YOUR GOAL: In the records below, find the line that contains "requested from OP" and the line that contains "Yeah we can close this 👍", then retype exactly those two lines and every line between them.

####

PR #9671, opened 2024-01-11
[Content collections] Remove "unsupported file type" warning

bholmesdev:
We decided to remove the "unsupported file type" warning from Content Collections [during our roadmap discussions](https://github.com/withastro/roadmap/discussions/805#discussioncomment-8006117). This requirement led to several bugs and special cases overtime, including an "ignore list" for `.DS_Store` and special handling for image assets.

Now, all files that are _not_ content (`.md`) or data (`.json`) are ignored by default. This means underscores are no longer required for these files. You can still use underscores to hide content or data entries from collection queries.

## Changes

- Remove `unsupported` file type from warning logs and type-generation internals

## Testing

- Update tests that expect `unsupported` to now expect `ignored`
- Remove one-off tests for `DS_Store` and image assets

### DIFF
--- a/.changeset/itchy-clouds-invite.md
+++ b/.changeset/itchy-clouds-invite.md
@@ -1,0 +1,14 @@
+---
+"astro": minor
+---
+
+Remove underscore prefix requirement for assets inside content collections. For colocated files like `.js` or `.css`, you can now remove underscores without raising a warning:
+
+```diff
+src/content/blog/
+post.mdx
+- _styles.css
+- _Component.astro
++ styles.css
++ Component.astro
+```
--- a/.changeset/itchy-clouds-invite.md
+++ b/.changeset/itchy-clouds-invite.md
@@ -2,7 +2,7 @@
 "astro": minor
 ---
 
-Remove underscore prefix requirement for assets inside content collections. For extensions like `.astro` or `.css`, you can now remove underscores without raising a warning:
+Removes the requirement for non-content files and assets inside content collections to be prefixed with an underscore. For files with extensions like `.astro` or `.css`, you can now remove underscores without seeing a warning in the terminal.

####

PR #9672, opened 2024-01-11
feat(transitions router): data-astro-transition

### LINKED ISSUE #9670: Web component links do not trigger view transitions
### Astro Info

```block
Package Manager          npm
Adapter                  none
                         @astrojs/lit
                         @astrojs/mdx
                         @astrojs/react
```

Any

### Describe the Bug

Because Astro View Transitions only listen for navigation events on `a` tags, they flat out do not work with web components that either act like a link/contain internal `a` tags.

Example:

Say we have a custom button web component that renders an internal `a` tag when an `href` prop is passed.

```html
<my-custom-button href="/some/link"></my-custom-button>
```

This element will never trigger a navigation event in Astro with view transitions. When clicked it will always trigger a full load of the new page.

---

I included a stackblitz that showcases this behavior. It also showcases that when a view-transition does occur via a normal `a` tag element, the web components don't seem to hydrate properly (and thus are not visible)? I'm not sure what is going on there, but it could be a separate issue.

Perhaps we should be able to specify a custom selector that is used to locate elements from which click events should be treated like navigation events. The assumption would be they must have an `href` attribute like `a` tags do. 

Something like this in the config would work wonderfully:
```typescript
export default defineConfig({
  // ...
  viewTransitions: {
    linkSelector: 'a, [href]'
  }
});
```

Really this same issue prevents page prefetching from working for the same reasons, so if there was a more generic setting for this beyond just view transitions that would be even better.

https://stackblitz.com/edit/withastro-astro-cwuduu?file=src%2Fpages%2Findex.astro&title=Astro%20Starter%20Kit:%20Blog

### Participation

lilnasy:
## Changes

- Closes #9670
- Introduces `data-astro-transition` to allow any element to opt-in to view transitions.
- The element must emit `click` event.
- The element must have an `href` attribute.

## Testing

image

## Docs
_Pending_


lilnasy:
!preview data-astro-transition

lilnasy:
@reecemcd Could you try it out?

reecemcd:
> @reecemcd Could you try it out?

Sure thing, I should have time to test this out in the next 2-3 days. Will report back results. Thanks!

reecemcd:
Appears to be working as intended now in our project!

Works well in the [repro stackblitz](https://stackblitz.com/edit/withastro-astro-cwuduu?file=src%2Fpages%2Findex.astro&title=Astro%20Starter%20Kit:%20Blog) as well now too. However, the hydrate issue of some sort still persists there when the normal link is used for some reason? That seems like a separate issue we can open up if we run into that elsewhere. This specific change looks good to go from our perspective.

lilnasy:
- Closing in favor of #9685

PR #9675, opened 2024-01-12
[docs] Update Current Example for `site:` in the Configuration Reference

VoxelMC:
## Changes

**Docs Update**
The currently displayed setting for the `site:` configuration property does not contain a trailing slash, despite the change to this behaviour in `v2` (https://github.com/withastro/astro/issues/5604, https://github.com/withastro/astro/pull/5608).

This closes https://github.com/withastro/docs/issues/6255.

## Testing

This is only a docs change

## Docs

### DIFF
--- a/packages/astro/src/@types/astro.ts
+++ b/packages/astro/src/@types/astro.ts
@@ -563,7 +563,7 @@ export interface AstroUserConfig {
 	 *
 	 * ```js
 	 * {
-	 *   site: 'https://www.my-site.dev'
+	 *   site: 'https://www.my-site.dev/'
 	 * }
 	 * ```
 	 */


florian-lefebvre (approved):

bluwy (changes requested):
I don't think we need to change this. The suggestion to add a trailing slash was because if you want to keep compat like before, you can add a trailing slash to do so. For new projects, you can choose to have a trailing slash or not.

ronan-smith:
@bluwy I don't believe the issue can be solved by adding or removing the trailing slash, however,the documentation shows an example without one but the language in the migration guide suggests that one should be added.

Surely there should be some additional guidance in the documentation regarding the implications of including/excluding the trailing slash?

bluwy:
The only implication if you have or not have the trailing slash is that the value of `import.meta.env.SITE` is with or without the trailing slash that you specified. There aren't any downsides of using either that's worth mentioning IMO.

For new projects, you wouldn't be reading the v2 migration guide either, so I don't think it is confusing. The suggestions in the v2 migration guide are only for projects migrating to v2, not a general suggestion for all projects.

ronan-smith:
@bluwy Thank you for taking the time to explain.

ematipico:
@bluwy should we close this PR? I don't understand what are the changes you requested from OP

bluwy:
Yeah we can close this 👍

####

SOLUTION FOR THIS PROBLEM:
@bluwy should we close this PR? I don't understand what are the changes you requested from OP

bluwy:
Yeah we can close this 👍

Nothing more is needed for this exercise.